#### [WORK INSTRUCTIONS]
Every line with the string "probably" in it belongs in your answer, so copy them all from the data.

Source records:
Start of Block
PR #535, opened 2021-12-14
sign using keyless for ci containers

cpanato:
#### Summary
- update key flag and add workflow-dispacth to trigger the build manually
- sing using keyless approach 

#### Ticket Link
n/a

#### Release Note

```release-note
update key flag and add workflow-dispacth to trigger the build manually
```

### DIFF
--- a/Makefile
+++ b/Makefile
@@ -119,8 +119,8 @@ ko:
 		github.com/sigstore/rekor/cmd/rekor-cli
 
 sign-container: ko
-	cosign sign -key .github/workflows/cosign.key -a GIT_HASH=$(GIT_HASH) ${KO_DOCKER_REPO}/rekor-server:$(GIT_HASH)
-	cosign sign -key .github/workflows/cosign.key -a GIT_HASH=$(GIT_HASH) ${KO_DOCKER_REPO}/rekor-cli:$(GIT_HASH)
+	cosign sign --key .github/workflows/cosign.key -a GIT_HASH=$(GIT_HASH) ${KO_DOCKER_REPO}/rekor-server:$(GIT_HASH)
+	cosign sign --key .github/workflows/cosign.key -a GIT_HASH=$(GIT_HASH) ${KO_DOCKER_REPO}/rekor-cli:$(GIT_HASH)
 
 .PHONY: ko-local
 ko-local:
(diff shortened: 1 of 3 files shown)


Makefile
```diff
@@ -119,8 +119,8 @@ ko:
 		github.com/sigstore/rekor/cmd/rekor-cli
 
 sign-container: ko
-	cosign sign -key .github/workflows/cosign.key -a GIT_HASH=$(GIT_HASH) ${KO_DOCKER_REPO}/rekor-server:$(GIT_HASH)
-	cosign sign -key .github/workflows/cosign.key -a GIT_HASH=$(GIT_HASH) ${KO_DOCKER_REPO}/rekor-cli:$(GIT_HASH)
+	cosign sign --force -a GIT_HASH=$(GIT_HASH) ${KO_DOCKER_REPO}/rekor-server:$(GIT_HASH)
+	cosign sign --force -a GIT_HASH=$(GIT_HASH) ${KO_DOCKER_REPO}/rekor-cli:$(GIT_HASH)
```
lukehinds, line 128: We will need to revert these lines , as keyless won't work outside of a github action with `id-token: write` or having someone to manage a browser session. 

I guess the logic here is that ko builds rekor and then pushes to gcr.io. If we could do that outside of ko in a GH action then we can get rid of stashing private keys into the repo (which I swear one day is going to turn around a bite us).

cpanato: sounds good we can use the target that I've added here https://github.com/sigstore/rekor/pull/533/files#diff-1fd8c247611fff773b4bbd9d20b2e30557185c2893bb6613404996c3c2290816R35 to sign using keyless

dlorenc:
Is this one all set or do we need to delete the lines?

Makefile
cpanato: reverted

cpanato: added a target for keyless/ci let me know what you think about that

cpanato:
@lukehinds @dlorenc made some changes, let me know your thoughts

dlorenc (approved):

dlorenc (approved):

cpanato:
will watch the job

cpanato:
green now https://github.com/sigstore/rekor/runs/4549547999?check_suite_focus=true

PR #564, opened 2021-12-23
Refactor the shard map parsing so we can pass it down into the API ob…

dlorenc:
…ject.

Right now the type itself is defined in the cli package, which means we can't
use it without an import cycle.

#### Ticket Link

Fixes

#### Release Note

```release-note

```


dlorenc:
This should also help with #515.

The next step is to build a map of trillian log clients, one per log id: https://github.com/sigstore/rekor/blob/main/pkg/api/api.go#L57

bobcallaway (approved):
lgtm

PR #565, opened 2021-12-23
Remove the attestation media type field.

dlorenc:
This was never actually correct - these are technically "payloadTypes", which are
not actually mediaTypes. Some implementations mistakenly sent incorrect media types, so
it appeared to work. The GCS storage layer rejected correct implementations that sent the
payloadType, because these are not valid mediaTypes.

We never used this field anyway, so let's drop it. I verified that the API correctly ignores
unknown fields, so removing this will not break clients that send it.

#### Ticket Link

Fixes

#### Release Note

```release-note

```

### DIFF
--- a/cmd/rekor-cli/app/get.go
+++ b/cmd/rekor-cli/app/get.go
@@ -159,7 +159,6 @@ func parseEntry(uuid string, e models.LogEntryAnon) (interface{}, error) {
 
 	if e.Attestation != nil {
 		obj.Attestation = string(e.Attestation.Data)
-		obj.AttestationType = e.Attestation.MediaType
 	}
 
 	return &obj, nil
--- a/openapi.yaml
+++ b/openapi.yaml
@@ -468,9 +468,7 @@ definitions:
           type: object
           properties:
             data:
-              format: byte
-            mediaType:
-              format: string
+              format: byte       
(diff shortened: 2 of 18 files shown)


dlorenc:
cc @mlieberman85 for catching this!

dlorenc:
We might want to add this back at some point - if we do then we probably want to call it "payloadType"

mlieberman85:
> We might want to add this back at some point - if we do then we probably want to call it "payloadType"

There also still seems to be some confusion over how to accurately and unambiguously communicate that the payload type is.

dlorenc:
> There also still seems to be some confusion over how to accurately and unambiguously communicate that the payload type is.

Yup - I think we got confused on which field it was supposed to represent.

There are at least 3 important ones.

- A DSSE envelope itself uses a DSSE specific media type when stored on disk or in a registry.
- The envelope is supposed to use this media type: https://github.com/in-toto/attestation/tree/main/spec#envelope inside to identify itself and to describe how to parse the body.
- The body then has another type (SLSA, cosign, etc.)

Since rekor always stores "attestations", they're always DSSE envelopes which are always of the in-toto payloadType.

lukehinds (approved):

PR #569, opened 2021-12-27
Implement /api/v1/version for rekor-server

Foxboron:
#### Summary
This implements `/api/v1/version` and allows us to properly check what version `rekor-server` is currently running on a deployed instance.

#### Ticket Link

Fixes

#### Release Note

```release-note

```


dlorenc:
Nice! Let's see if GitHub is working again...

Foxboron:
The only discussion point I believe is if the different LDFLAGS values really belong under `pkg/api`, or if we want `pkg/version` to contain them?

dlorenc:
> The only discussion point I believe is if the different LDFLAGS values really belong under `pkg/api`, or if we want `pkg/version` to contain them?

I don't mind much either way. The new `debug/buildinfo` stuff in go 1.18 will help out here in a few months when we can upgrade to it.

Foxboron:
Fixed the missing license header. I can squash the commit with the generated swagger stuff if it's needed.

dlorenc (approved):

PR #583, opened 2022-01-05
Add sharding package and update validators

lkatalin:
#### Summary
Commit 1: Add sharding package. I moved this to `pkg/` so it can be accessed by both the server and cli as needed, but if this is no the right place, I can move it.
End of Block
#### [YOUR RESPONSE]
We might want to add this back at some point - if we do then we probably want to call it "payloadType"
> We might want to add this back at some point - if we do then we probably want to call it "payloadType"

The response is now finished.